» DATA IN THIS EXERCISE
PR #952, opened 2025-07-30
chore: Refactor internal clients

jbelkins:
## Description of changes
Supports the changes to internal clients in https://github.com/awslabs/aws-sdk-swift/pull/1995 .
- Adds a protocol that can be added to credential resolver types to signify that a credential resolver was not customer-supplied.
- Adds implementations of that protocol to the static identity resolver types.
- Adds an `internalClient` Boolean field to SwiftSettings, to help make codegen code more clear.
- Adds awareness of the `package` keyword introduced to Swift in Swift 5.9.

## Scope


smithy-swift-codegen/src/main/kotlin/software/amazon/smithy/swift/codegen/SwiftSettings.kt
```diff
@@ -64,6 +65,7 @@ class SwiftSettings(
     val mergeModels: Boolean,
     val copyrightNotice: String,
     val visibility: String,
+    val internalClient: Boolean,
```
jbelkins, line 68: Added this `internalClient` field to SwiftSettings to help make codegen more clear, i.e. can query this setting directly rather than rely on some string value of `visibility`.

smithy-swift-codegen/src/main/kotlin/software/amazon/smithy/swift/codegen/lang/ReservedWords.kt
```diff
@@ -83,6 +83,7 @@ val reservedWords =
         "operator",
         "optional",
         "override",
+        "package",
```
jbelkins, line 86: Adding `package` as a Swift reserved word so that it gets escaped with backticks in generated code.

There actually do seem to be services that already use `package` as an identifier without escaping it, but to date it seems not to cause any problems.

Sources/SmithyIdentity/BearerTokenIdentityResolvers/ClientConfigDefaultBearerTokenIdentityResolver.swift
```diff
@@ -0,0 +1,27 @@
+//
+// Copyright Amazon.com Inc. or its affiliates.
+// All Rights Reserved.
+//
+// SPDX-License-Identifier: Apache-2.0
+//
+
+import struct Smithy.Attributes
```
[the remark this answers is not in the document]
sichanyoo: _A suggestion_

The new wrapper `ClientConfigDefaultBearerTokenIdentityResolver`  and its usage feels a bit hacky to me. The name also isn't too clear on what it's really used for but it would be hard to come up with a name that really describes what it's used for in a concise manner.

What if we just passed in a closure (named something like `tokenResolutionClosure: () -> BearerTokenIdentity`) to `BedrockAPIKeyInterceptor` at initialization time, and call that closure if bearer token should be resolved? Then `BedrockAPIKeyInterceptor` doesn't need _any_ compile time access to a token resolver type. We could codegen in relevant service clients (e.g., bedrock and bedrock runtime) something like this in the operation stack:
```
builder.interceptors.add(AWSClientRuntime.BedrockAPIKeyInterceptor(
  isCustom: { config.bearerTokenIdentityResolver is DefaultBearerTokenIdentityResolverChain },
  tokenResolutionClosure: { try await config.bearerTokenIdentityResolver.getIdentity() } 
))
```
The `isCustom` can be used to just `guard !isCustom else { return }` at the beginning of the `BedrockAPIKeyInterceptor`.

sichanyoo (commented):
A suggestion on `ClientConfigDefaultBearerTokenIdentityResolver`

Sources/SmithyIdentity/AWSCredentialIdentityResolvers/StaticAWSCredentialIdentityResolver.swift
```diff
@@ -5,11 +5,17 @@
...
 //
 
+@_spi(ClientConfigDefaultIdentityResolver) import protocol SmithyIdentityAPI.ClientConfigDefaultIdentityResolver
 import struct Smithy.Attributes
 
 /// A credential identity resolver that provides a fixed set of credentials
 public struct StaticAWSCredentialIdentityResolver: AWSCredentialIdentityResolver {
-    private let credentials: AWSCredentialIdentity
+    fileprivate let credentials: AWSCredentialIdentity
+
```
jbelkins, line 14: The `@_spi` initializer below creates a AWS credential identity resolver with empty credentials.  This is used in internal clients, where the default AWS credential identity resolver is never used.

Sources/SmithyIdentity/AWSCredentialIdentityResolvers/StaticAWSCredentialIdentityResolver.swift
```diff
@@ -24,3 +30,11 @@ public struct StaticAWSCredentialIdentityResolver: AWSCredentialIdentityResolver
         return credentials
     }
 }
+
```
jbelkins, line 33: The `ClientConfigDefaultIdentityResolver` extension below marks this resolver as a client config default if the credentials are empty, something that the new initializer above does, but a real customer should never do.

Sources/SmithyIdentity/BearerTokenIdentityResolvers/StaticBearerTokenIdentityResolver.swift
```diff
@@ -5,11 +5,17 @@
 // SPDX-License-Identifier: Apache-2.0
 //
 
+@_spi(ClientConfigDefaultIdentityResolver) import protocol SmithyIdentityAPI.ClientConfigDefaultIdentityResolver
```
jbelkins, line 8: Pretty much the same changes in this `StaticBearerTokenIdentityResolver` as in the `StaticAWSCredentialIdentityResolver` just above.

Sources/SmithyIdentityAPI/ClientConfigDefaultIdentityResolver.swift
```diff
@@ -0,0 +1,17 @@
...
+// Copyright Amazon.com Inc. or its affiliates.
+// All Rights Reserved.
+//
+// SPDX-License-Identifier: Apache-2.0
+//
+
+/// A protocol on identity resolver used to signify that this resolver is a default resolver created because the client config was not passed a custom resolver at creation.
+///
+/// Resolvers that do not implement this protocol should be presumed to not be a client config default.
+
```
jbelkins, line 11: The protocol below is used to determine if a credential resolver came from client config defaults.  It's protected with `@_spi` so it isn't visible to customers.

smithy-swift-codegen/src/main/kotlin/software/amazon/smithy/swift/codegen/swiftmodules/ClientRuntimeTypes.kt
```diff
@@ -108,12 +108,12 @@ private fun runtimeSymbol(
     name: String,
     declaration: SwiftDeclaration?,
     additionalImports: List<Symbol> = emptyList(),
```
jbelkins, line 110: Just fixed a typo in this file

sichanyoo (approved):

» AIM OF THE TASK
Give the number of lines that hold the word "codegen" in these records, with nothing added.

» TASK RESULT
6